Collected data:
((

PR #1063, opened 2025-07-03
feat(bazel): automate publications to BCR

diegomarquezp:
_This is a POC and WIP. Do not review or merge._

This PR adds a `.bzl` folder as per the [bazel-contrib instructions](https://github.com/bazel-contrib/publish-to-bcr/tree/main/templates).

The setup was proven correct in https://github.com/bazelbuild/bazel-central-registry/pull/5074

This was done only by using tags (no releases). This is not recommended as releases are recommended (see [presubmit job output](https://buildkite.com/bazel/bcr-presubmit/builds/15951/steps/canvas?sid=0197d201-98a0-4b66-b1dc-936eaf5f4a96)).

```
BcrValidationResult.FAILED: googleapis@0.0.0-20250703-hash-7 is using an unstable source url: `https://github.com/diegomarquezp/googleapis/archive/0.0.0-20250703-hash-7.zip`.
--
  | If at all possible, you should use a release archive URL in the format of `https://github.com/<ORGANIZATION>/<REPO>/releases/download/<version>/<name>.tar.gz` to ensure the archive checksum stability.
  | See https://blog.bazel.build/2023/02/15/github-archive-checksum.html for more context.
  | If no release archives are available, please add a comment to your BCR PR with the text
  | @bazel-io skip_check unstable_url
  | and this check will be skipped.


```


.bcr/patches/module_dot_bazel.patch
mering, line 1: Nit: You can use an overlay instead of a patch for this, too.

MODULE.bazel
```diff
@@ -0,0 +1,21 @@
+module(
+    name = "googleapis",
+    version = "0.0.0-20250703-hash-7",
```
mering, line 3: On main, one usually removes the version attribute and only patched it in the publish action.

))

## How to complete this task
Return the data in full, with each line kept exactly as it is.

## Exercise answer
PR #1063, opened 2025-07-03
feat(bazel): automate publications to BCR

diegomarquezp:
_This is a POC and WIP. Do not review or merge._

This PR adds a `.bzl` folder as per the [bazel-contrib instructions](https://github.com/bazel-contrib/publish-to-bcr/tree/main/templates).

The setup was proven correct in https://github.com/bazelbuild/bazel-central-registry/pull/5074

This was done only by using tags (no releases). This is not recommended as releases are recommended (see [presubmit job output](https://buildkite.com/bazel/bcr-presubmit/builds/15951/steps/canvas?sid=0197d201-98a0-4b66-b1dc-936eaf5f4a96)).

```
BcrValidationResult.FAILED: googleapis@0.0.0-20250703-hash-7 is using an unstable source url: `https://github.com/diegomarquezp/googleapis/archive/0.0.0-20250703-hash-7.zip`.
--
  | If at all possible, you should use a release archive URL in the format of `https://github.com/<ORGANIZATION>/<REPO>/releases/download/<version>/<name>.tar.gz` to ensure the archive checksum stability.
  | See https://blog.bazel.build/2023/02/15/github-archive-checksum.html for more context.
  | If no release archives are available, please add a comment to your BCR PR with the text
  | @bazel-io skip_check unstable_url
  | and this check will be skipped.


```


.bcr/patches/module_dot_bazel.patch
mering, line 1: Nit: You can use an overlay instead of a patch for this, too.

MODULE.bazel
```diff
@@ -0,0 +1,21 @@
+module(
+    name = "googleapis",
+    version = "0.0.0-20250703-hash-7",
```
mering, line 3: On main, one usually removes the version attribute and only patched it in the publish action.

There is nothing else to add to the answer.